没想到她会这么问,至少没想到她会问得这么坦然。
“苏桐,我们是夫妻,既然你嫁给我了,我们就要在一起。”大掌探进羽被里,握住她略带凉意的小手。
“对不起,我昨天晚上让你……”
“以后不要在向我道歉,你没有做错任何事。”空着的一只手拂开她的刘海,在她苍白的伤疤处来回摩挲。“你可以不开心,可以发火,可以骂人,可以做任何你想做的一切。”他目不转睛的看着床上的女子,不容她闪躲。
“唐太太也是人。”
最后这六个字说的极轻,生怕吓到了床上的人。
“鹤雍,这是新一季的财务报表,对了,‘安游’的安澜成来过了,想要和你谈收购案的事情,已经被我打发走了。”
唐氏总裁办里,大岛将手里的文件放下,起身去吧台倒了杯酒。
而伏在桌上奋笔疾书的人头也不抬的回到。“现在来谈收购案是不是太迟了?想当初我说有这个意愿时,他不是连眼都不抬一下么。怎么,网游业竞争太激烈,他站不住了才来找我?”
“呵呵,这就是此一时彼一时啊。”大岛靠着吧台,晃着手中的酒。
“你说安澜成要是知道是唐氏出力搞垮他的,他还会不会跑得这么勤快?”唐鹤雍推开文件,靠进皮椅里。
“跑当然是会跑,不过目的么……可能就是来找晦气。”鹤雍做事一向狠辣,只要看中的,得不到就要毁了。
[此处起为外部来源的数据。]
PR #626, opened 2026-08-20
add animated loaders extension

Ikelene:
its just animated loaders idk what else to say


jwklong:
wheeere is the css from

Ikelene:
pma-ring is mine, others are from a mix of claude (the progress bars were modified by me a little) and css-loaders.com
users can also import any custom loader they want from sites like https://css-loaders.com/

jwklong:
wouldnt custom loaders mean a xss vuln

Ikelene:
idk, should i remove it then? it kinda does let you run custom CSS so i would guess yes

Ikelene:
there fixed should be good for merge now if theres nothing else

Steve0Greatness:
I'm not actually opposed to allowing custom CSS, as long as there's some sort of sandboxing for custom loaders (like maybe having it in an iframe with some styling to hide that fact).

Ikelene:
> I'm not actually opposed to allowing custom CSS, as long as there's some sort of sandboxing for custom loaders (like maybe having it in an iframe with some styling to hide that fact).

I didn't actually think of that, that's a good idea. I think it's definitely something I'll toy with later, jwklong just didn't answer me for a bit so I just thought I'd remove it so I don't have to wait another 5 business days for another response.

static/extensions/Ikelene/loaders.js
```diff
@@ -0,0 +1,530 @@
...
+        }
+        this.container = container;
+      }
+
+      if (container.parentElement !== parent) {
+        parent.appendChild(container);
+      }
+
+      return container;
+    }
```
RedMan13, line 351: you should be using the built in stage overlays instead of attempting to find and overlay the stage, see https://github.com/PenguinMod/PenguinMod-Render/blob/89a587aff84e0a62daf907fba464d7e02f995027/src/RenderWebGL.js#L557 (addOverlay, removeOverlay)

static/extensions/Ikelene/loaders.js
```diff
@@ -0,0 +1,530 @@
...
+    _getOrNull(id) {
+      return this.loaders.get(String(id)) || null;
+    }
+
+    createLoader(args) {
+      const id = String(args.ID);
+      const container = this._ensureContainer();
+      if (!container) return;
+
+      let loader = this.loaders.get(id);
```
RedMan13, line 405: why do only these not use getOrNull?

static/extensions/Ikelene/loaders.js
```diff
@@ -0,0 +1,530 @@
...
+      loader.speed = speed;
+      loader.wrapper.style.setProperty("--pma-speed", String(speed));
+    }
+
+    setLoaderColor(args) {
+      const loader = this._getOrNull(args.ID);
+      if (!loader) return;
+      const hex = String(args.COLOR);
+      loader.color = hex;
+      loader.wrapper.style.setProperty("--pma-color", hex);
```
RedMan13, line 498: this isnt ever checked if its a color, any text can be put here making it xss

static/extensions/Ikelene/loaders.js
```diff
@@ -0,0 +1,530 @@
...
+      loader.style = String(args.STYLE);
+      loader.wrapper.style.setProperty("--pma-color", loader.color);
+      loader.wrapper.style.setProperty("--pma-speed", String(loader.speed));
+      loader.wrapper.style.display = loader.visible ? "" : "none";
+      this._renderPreset(loader);
+      this._applyTransform(id);
+    }
+
+    removeLoader(args) {
+      const id = String(args.ID);
```
RedMan13, line 433: i wont do this five trillion times cause im lazy
but this is simply wrong, you should be using Scratch.Cast.toString and Scratch.Cast.toNumber
especially critical for numbers because scratch explicitly will not ever cast to nan, and will even remove nan if given as a real number

static/extensions/Ikelene/loaders.js
RedMan13: you dont need to do this entirely yourself, `Scratch.Color.rgbToHex(Scratch.Cast.toRgbColorObject())` will plenty suffice

static/extensions/Ikelene/loaders.js
```diff
@@ -0,0 +1,530 @@
...
+      this._applyTransform(String(args.ID));
+    }
+
+    loaderExists(args) {
+      return this.loaders.has(String(args.ID));
+    }
+
+    loaderVisible(args) {
+      const loader = this._getOrNull(args.ID);
+      return !!loader && loader.visible;
```
RedMan13, line 515: why not just check if display is none

RedMan13 (changes requested):
i cant think of anything more so lets goo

“那不如咱们假意和谈收购,再派人放风出去给他,怎么样?”生了个懒腰,唐鹤雍动动腿。
生活太无趣了,不找点乐子怎么行呢!
曾经拥有的不要忘记;已经得到的更加珍惜;属于自己的不要放弃;已经失去的留作回忆。
累了把心靠岸;选择了就不要后悔;苦了才懂得满足,痛了才享受生活,伤了才明白坚强;总有起风的清晨,总有绚烂的黄昏,总有流星的夜晚;不管昨天、今天、明天,能豁然开朗就是美好的一天。。。。。。
而现在,苏桐要做的就是再去日本前,回家一趟。
晚餐的桌上,她一直给他一种坐立不安的感觉。
“苏桐,你是不是有什么事要和我说?”在她第六次将白米饭送进小嘴里时,他开口。
“额,”放下银箸,黑曜石的眼转了几圈后就是不敢落在唐鹤雍脸上。局促的小手伸进四散的发里挠了挠,而放在桌上的右手却是捏起又松开。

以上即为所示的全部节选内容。